Reduction in Biochemical Oxygen Demand (BOD) is a measure of how well wastewater treatment facilities are working. The direct effect of wastewater effluents on the oxygen levels of the receiving water is determined by the BOD of the effluents. Both the BOD analysis and the chemical oxygen demand (COD) analysis assess the content of organic molecules in water. COD analysis is less exact since it analyses all organic components that can be chemically oxidised rather than just concentrations of those materials.

Background

Small amounts of organic molecules are present in the majority of natural waters. Some of these substances have been adapted for use as food by aquatic microbes.
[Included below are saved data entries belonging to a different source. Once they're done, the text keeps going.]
PR #363, opened 2026-07-05
Slice 2.5 — Reader-composer minimum

### LINKED ISSUE #339: Slice 2.5 — Reader-composer minimum
**Slice doc (canonical):** [05-reader.md](https://github.com/AventurasTeam/Aventuras/blob/main/docs/implementation/milestones/02-first-user-loop/slices/05-reader.md) · [milestone.md](https://github.com/AventurasTeam/Aventuras/blob/main/docs/implementation/milestones/02-first-user-loop/milestone.md)

## Goal

The core screen, minimum-viable: virtualized entry window with
load-older pagination and scroll-anchoring on prepend, autoscroll
and jump buttons, the composer with send-time mode wrapping and
send→cancel duality, trigger generation, markdown rendering
pipeline (htmlStreaming port), Harper.js spellcheck, basic edit /
delete entry actions with the **rollback-confirm modal compound**,
and CTRL-Z basic single-action undo + redo. Calendar time chrome
(top-bar chip + per-entry footer labels) renders through
`lib/calendar`.

## Dependencies

**Depends on:** #336 (Slice 2.2), #340 (Slice 2.6), #337 (Slice 2.3) — partial gates; the bulk is day-one against the stub seam
**Blocks:** #341 (Slice 2.7); #338 (Slice 2.4)'s debug-button removal task

---

Pento95:
## Summary

Reader-composer screen minimum: virtualized entry window with load-older + web scroll-anchor compensation, mode-wrapping composer (Do/Say/Think/Free), an interim real per-turn dispatch (stub/real provider, streaming, fault injection via config pre-flight), markdown/sanitization pipeline (web + native), Harper.js spellcheck, edit/delete via the rollback-confirm modal, CTRL-Z/redo, and edit-restriction gating. Calendar time chrome is gated on Slice 2.3 and not included here.

Key architectural fix found during review: `submitTurn`'s `user_action` write now shares one `actionId` with the pipeline run (milestone C6 contract), fixing a real bug where CTRL-Z reversed only the AI reply and orphaned the user's entry. `RunCtx` gained an optional caller-supplied `actionId` to make this possible; `selectUndoTarget` was corrected to anchor a turn at its earliest `story_entries` create.

Two follow-ups logged in `docs/followups.md`: `EntryCard` doesn't yet consume the markdown pipeline built here (renders plain text); jump buttons/autoscroll aren't functionally wired pending an imperative scroll API on `EntryWindow`.

## Test plan

- [x] `pnpm typecheck` clean
- [x] `pnpm lint` clean
- [x] `pnpm vitest run --project unit` — 758/770 pass (12 pre-existing, unrelated `lib/ai` SDK-version failures, confirmed present on `main` before this branch)
- [ ] Manual cross-platform matrix (prepend anchoring, keyboard avoidance on phone, Harper toggle, autoscroll during a real stream) — tracked as open in the slice doc, needs a running app pass

https://claude.ai/code/session_0151EkuaZvXs6evwZHxbuPcR

## Summary by CodeRabbit

* **New Features**
  * Added a full reader composer with optional mode selection, spellcheck/linting, and send/cancel controls.
  * Introduced a virtualized entry window with jump-to-top/bottom and a rollback confirmation flow.
  * Enabled streaming narrative generation with safer incremental HTML rendering.
* **Bug Fixes**
  * Improved reader scroll stability during streamed updates (prepend compensation/autoscroll).
  * Hardened undo/redo and turn replay behavior to be more reliable.
* **Tests**
  * Expanded coverage for streaming HTML safety, composer behavior, turn submission, and undo/redo.
* **Documentation**
  * Updated reader UX follow-ups and implementation milestone notes.


Pento95:
Went through both automated reviews (CodeRabbit + Gemini Code Assist) and verified each finding against the code independently before acting. Summary:

**Fixed (8 commits, `d4eb3606`..`1e82a81d`):**
- Global Ctrl/Cmd+Z was hijacking native undo in text inputs — now skips app-level undo/redo when the event target is editable (`b63bdac9`)
- `submitTurn` could throw synchronously with no try/catch, leaving the UI stuck with no error surfaced (`b63bdac9`)
- `commitEdit`/`confirmRollback` discarded in-progress state (draft/modal) even on a rejected result — now preserved + toast on rejection (`b63bdac9`)
- `redoLastAction` popped the redo stack before confirming `applyRedo` succeeded, and ignored `branchId` entirely (cross-branch redo corruption risk) — most serious finding in the batch, fixed with a peek-validate-apply-pop sequence + branch check (`09762a82`)
- Undo could lose the redo snapshot if the post-commit store-sync threw after the DB reversal already landed (`09762a82`)
- `stream-buffer.ts`: bare `<` in prose was withheld forever; `>` inside a quoted attribute value fooled the tag-close check — replaced with a proper forward scan tracking tag/quote state (`d4eb3606`)
- `sanitize.ts` allowed `style` in the attribute allowlist (DOMPurify doesn't vet CSS contents, e.g. `url(...)` exfiltration) — dropped from the allowlist (`f73f6e88`)
- `redo.ts` could patch a phantom empty row into the store when nothing was actually written to the DB — patcher now skipped for null-`rowBeforeUndo` create/update (`edbf206c`)
- `autoscroll.ts`'s programmatic-scroll marker wasn't cleared after a non-matching event, so a later coincidental match could wrongly swallow a real user scroll — now a true one-shot guard (`1e82a81d`)

All fixes ship with regression tests confirmed to fail against the pre-fix code.

**Not fixed — false positives, verified and dismissed:**
- Gemini's prompt-race claim on `pipeline.ts` (`entriesStore` read racing the DB write) — the patcher call is synchronous before `runPipeline` ever starts; no race exists.
- CodeRabbit's "Open questions section violates an immutable slice-doc rule" — no such rule exists anywhere in this repo's conventions; the section is explicitly meant to stay open or get resolved during implementation.
- Gemini's position-race comment on `submit-turn.ts` — already fixed upstream of that review's SHA (`e66d1668`).

**Acknowledged, deliberately deferred:**
- `commitEdit`/`confirmRollback`'s sibling risk in the reload effect (no cancellation guard on fast branch-switch) — not addressed in this pass, worth a follow-up.
- `composer-wrap`'s third-person conjugation punctuation bug — real, but currently dead code (POV is hardcoded first-person until story-settings UI lands).
- `MODE_OPTIONS` built at module load via `t()` — latent i18n-reactivity gap, but no runtime locale switching exists yet anywhere in the app.
- Minor nitpicks (missing `.limit()` on the undo delta scan, `UndoCandidateDelta.source` type narrowing, a redundant copy string) — low value, skipped for now.

Full unit suite: 771/783 passing after all fixes; the 12 failures are pre-existing `lib/ai/*` AI-SDK-version issues unrelated to this branch (confirmed identical on `main`).

app/reader-composer/[branchId].tsx
```diff
@@ -1,33 +1,311 @@
...
+    return () => {
+      cancelled = true
+    }
+  }, [branchId])
+
+  useEffect(() => {
+    if (entriesStore.getLoadedBranch() !== branchId) void reload()
+  }, [branchId, reload])
+
+  const surfaceTurnFailure = useCallback(
```
Comment (failerko) [inline app/reader-composer/[branchId].tsx]: I'd rename this to `showTurnFailure`

components/reader/composer.tsx
```diff
@@ -0,0 +1,140 @@
...
+  onSend: (rawText: string, mode: ComposerMode) => void
+  onCancel: () => void
+}
+
+const MODE_OPTIONS: SelectOption[] = [
+  { value: 'do', label: t('reader:composerMode.do') },
+  { value: 'say', label: t('reader:composerMode.say') },
+  { value: 'think', label: t('reader:composerMode.think') },
+  { value: 'free', label: t('reader:composerMode.free') },
+]
```
failerko: Fix coderabbit's comment on the `MODE_OPTIONS` i18n issue plz. It's true weonly have a single language and the issue is latent, but no need to leave landmines for when we add other laguages.

lib/markdown/sanitize.ts
```diff
@@ -0,0 +1,24 @@
...
+  'pre',
+  'ul',
+  'ol',
+  'li',
+  'br',
+  'hr',
+  'a',
+  'span',
+]
+const ALLOWED_ATTR = ['href', 'class']
```
failerko: Add `style` and `color` as well, common to see in AI output, also `font` to `ALLOWED_TAGS`, same reason.
Technically speaking `<font color="">` is old/deprecated, but i've seen it in plenty of presets.

failerko (dismissed):

failerko:
> * `composer-wrap`'s third-person conjugation punctuation bug — real, but currently dead code (POV is hardcoded first-person until story-settings UI lands).

@Pento95 check this one too plz, your comment says deliberately deferred because currently dead code. You gotta rein in your AI a little to not be lazy.
Might be dead code, but is leaving a landmine that creates a bug later.

Pento95:
@failerko
- Renamed surfaceTurnFailure → showTurnFailure.
- composer.tsx's MODE_OPTIONS now built at render time instead of module load, so it'll react to locale changes.
- sanitize.ts now allows style/color/font for AI-output formatting, but style is scoped to a property allowlist (color, font-weight, font-style, text-decoration) instead of a free-text attribute — keeps the CSS-exfiltration fix from an earlier commit intact.

CodeRabbit
- submitTurn now reverses the persisted user_action when pipeline admission is rejected (a path abortRun's usual delta-reversal never reaches, since no run was ever reserved) and the reader screen surfaces that rejection to the user instead of silently swallowing it.

Found during self-review & testing
- undoLastAction/redoLastAction now bracket their sweep with reversalInProgress/isUserEditBlocked, matching rollbackToEntry — closes a race where Ctrl+Z mid-generation could corrupt state.
- Rollback and edit now clear the redo stack too (previously only new turns did), so a stale redo can't resurrect content a rollback just deleted.
- applyRedo preserves its snapshot when a post-commit store-sync fails, instead of leaving a redo permanently stuck on a PK conflict.
- Closed a real position-collision race: two turns submitted close together on the same branch (user_action position, and the ai_reply's position inside the pipeline phase) could land on the same slot. Fixed with an in-process per-branch queue — caught by a regression test written for the fix.
- Ctrl+Z/Shift+Z, save-bar's Cmd+S, and actions-menu's Cmd+K were three independent copies of the same keydown-shortcut scaffold, none with an event.repeat guard. Extracted a shared useGlobalHotkey hook.
- conjugateThirdPersonPresent had no consonant+y→ies rule ("carrys" instead of "carries") — latent today since POV is hardcoded to first-person, but wrong the moment that changes.
- Deduped whereForDelta, copy-pasted identically into redo.ts and reverse-replay.ts.
- Dropped a comment naming slice numbers, which rots the moment the slice ships.

lib/markdown/sanitize.ts
```diff
@@ -0,0 +1,71 @@
...
+  'a',
+  'span',
+  'font',
+]
+const ALLOWED_ATTR = ['href', 'class', 'style', 'color']
+
+// `style` values are limited to this property allowlist rather than
+// blacklisting patterns like `url(` — the allowed properties' value grammar
+// has no URL/expression form, so there's no exfiltration surface to filter.
+const ALLOWED_STYLE_PROPS = new Set(['color', 'font-weight', 'font-style', 'text-decoration'])
```
failerko: This is too limiting, it only assumes font styling and completely kills any possibility of HTML+CSS visual elements. I think this pattern should be reversed, pick out the couple props that are actually a danger and strip only those.

failerko (changes requested):

lib/markdown/sanitize.ts
Pento95: Absolutely, thanks for spotting this

failerko (approved):

failerko (approved):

Dissolved oxygen is used by microorganisms that live in oxygenated waters to oxidatively break down organic molecules and release energy for growth and reproduction. These bacteria' populations tend to grow in direct proportion to the amount of accessible food. An oxygen requirement resulting from this microbial metabolism is proportional to the quantity of organic molecules that can be used as food. In some cases, microbial metabolism can use up dissolved oxygen more quickly than it can enter the water or be produced by the autotrophic community (algae, cyanobacteria, and macrophytes). When microbial metabolism depletes oxygen levels, fish and aquatic insects may perish.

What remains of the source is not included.